Another area where my ethic has changed is the harvest of wild things. Spending time with several of the hunters in the group has changed my view on the culture around the practice, and increased my appreciation for it. Though I have long known about the fierce culture of the Chesapeake watermen, my understanding and respect of their way of life and their practices of working the water has deepened. Though part of me recoils at the killing of anything, I understand the necessity of it, and how people like those of Smith Island sustain their livelihood and culture through harvest.
Perhaps the most profound and challenging shift for me occurred in the re-imagining of the wild. This was spurred mostly through William Cronon’s piece, as well as several of the Berry readings, especially “An Entrance to the Woods.” The wild, for me, has always been a landscape in which to dream. It is where I am allowed to run away to. As someone who mostly grew up outdoors, and who struggles at times to find a sense of belonging among my own species, I have always felt the in tune with the world when I am out in it, alone. The wild, as I knew it, was defined by danger. It was often empty of people and mostly untouched. Its rules were those of nature, and to survive you had to set down parts of your human-ness, and pick them up again on your way out. You were forced, utterly, to pay attention. To become a piece of where you were. In many ways, my view of the fundamental wild has held firm, though I imagine it now in a broader context. I still think the true wild is defined by danger, and the necessity to pay attention and defer to your surroundings. But I know now that there is no land left in my country, and indeed in most of the world, that has never felt the altering touch of my species. Many of the empty places in the lower 48 were stolen from the Native Americans. With where we have come, as humans, there is no wild left that comes without a price. Perhaps there never was.

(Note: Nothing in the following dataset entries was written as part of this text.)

PR #487, opened 2018-04-30
Stop setting Chinese as the default.

nathanhammond:
We should be using a private use language subtag.

### DIFF
--- a/addon/config/x-i18n.js
+++ b/addon/config/x-i18n.js
@@ -1,0 +1,9 @@
+import { OTHER } from './constants';
+
+export default {
+  rtl: false,
+
+  pluralForm() /* n */{
+    return OTHER;
+  }
+};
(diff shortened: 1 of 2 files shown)


jamesarosen:
I love it

nathanhammond:
Didn't forget, just discovered that doing it in the GitHub UI required me to do it in two commits. 😜

jamesarosen:
> is this going to be a major version update though?

It doesn't feel like a breaking API change to me. I'm open to arguments either way.

mehulkar:
I guess since the implementation is the same as the implementation for `zh`, it's not a breaking change! 

The only case where this might break people is if they've overriden `zh` config specifically, and then encounter a locale that isn't included in this package. (For me, for example, I defined a config for `el-gr`, which is what triggerred @nathanhammond's PR)

PR #490, opened 2018-06-22
remove ancient ember version support

izelnakri:
I think in future releases it is better if we dont support any ember version below ember lts 2.12. This also results in slightly faster builds and less packages to download for current users.


jamesarosen:
This is great, but it technically needs to be a major version bump.

izelnakri:
👍 sounds good

jamesarosen:

PR #491, opened 2018-06-24
Module unification support

izelnakri:
***WARNING:*** this only works for module unification based resolvers, however support for legacy directory(`app/locales`) is trivial.

This includes changes from https://github.com/jamesarosen/ember-i18n/pull/490 so merge that first.

This pull request loads localization files/caches directly from requirejs modules insted of ember containers because container registration logic has changed in the new Module unification resolver. In addition, new ember resolver restrict lookups to only ones defined in the resolver, thus `locale:en/translations` throws unrecognized type `locale`.

I've discovered these issues and made the fix during my migration of a fairly complex ember.js application from `ember-cli` to `mber`.

Furthermore, I highly suggest a rewrite of `addon/utils/locale.js`. Its very hard to read and low quality due to prototypical implementation and its history. Locale unit tests are very simple as well.


jamesarosen:

PR #495, opened 2018-10-19
🔥 deprecate ember-i18n in favor of ember-intl

jamesarosen:


cibernox:
Maybe we should release a new version that prints a deprecation in the console?

lifeart:
nooooo.... :( sad news

cibernox:
@lifeart I know it may seem bad news but it's actually the opposite. Ember will now have a standard package for internationalization. Ember-intl uses the standard Intl API from the browser and it's more powerful.

jamesarosen:
> Maybe we should release a new version that prints a deprecation in the console?

Great idea! I'll open another PR against the 5.x branch.

> sad news

I agree that it's sad, but also with @cibernox that it's for the best. Maybe melancholy?

jamesarosen:
See also https://github.com/jamesarosen/ember-i18n/releases/tag/v5.3.0

PR #498, opened 2019-01-28
Use console-ui for deprecation message

simonihmig:
This gives some better formatting (yellow chalk), but also acknowledges the `--silent` flag of Ember CLI.

The latter does give us some serious problems here, as we parse the test output (in xunit format) in CI, and because of the (non-silent) console output, the output of `ember t` is obviously no valid XML anymore, failing our builds.

### DIFF
--- a/index.js
+++ b/index.js
@@ -13,7 +13,7 @@ module.exports = {
     var checker = new VersionChecker(this);
     var dep = checker.forEmber();
     this.hasEmberHelper = !dep.lt('1.13.0');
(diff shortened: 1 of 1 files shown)


mehulkar:
oh wow, I guess @jamesarosen granted me merge access to this repo at one point? I can hit the button, but don't think I can release a new version, so I'll just wait for @jamesarosen.

jamesarosen (approved):
+1

jamesarosen:
Published as 5.3.1

PR #1224, opened 2023-04-15
Feat/1221 improve navigation climate hub page

MarcoRehmer:
**WIP**

## What and Why

TBD


positiveimpact (approved):
Because of the very short deadline I just added all the additional design elements, some of them not in the prettiest/most generic way. 
It might be worth to revisit this when we talk next week but for now I'd merge it like this.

This saddens me, but I take comfort in knowing that it doesn’t take much to connect with a sense of place. Yes, I long to go get myself lost in some lonely and alien land. I have always longed so, and always will. But I have also learned, as Berry and Burroughs did, to go into the tiny wilds just outside my door. That energy I seek is everywhere. It’s in the waste-spaces on the margins of the road. It’s in the boughs of the beech tree, as they grow russet with the coming cold. It’s in the night sky over the stadium. It’s at my fingertips. In this again comes the call for attention.
This, I believe, should be applied to a larger Chesapeake ethic. It’s not terribly complicated. From this experience I have gleaned a few absolutes that form the backbone of this ethic:
Look up, and pay attention.
Realize that nothing is black-and-white.
Everyone, in the end, is just trying to live and provide for those they love, so be good to each other, no matter how angry you may be.
Care for the land, for the world, however you can in the position you are in.
Question everything, and challenge most of it. There is always more to the picture than meets the eye.
Dig. Innovate. Seek.
Tell the story.
Everything– everything– is connected.
Perhaps this will be enough.
Or if not enough, at least, a place to begin.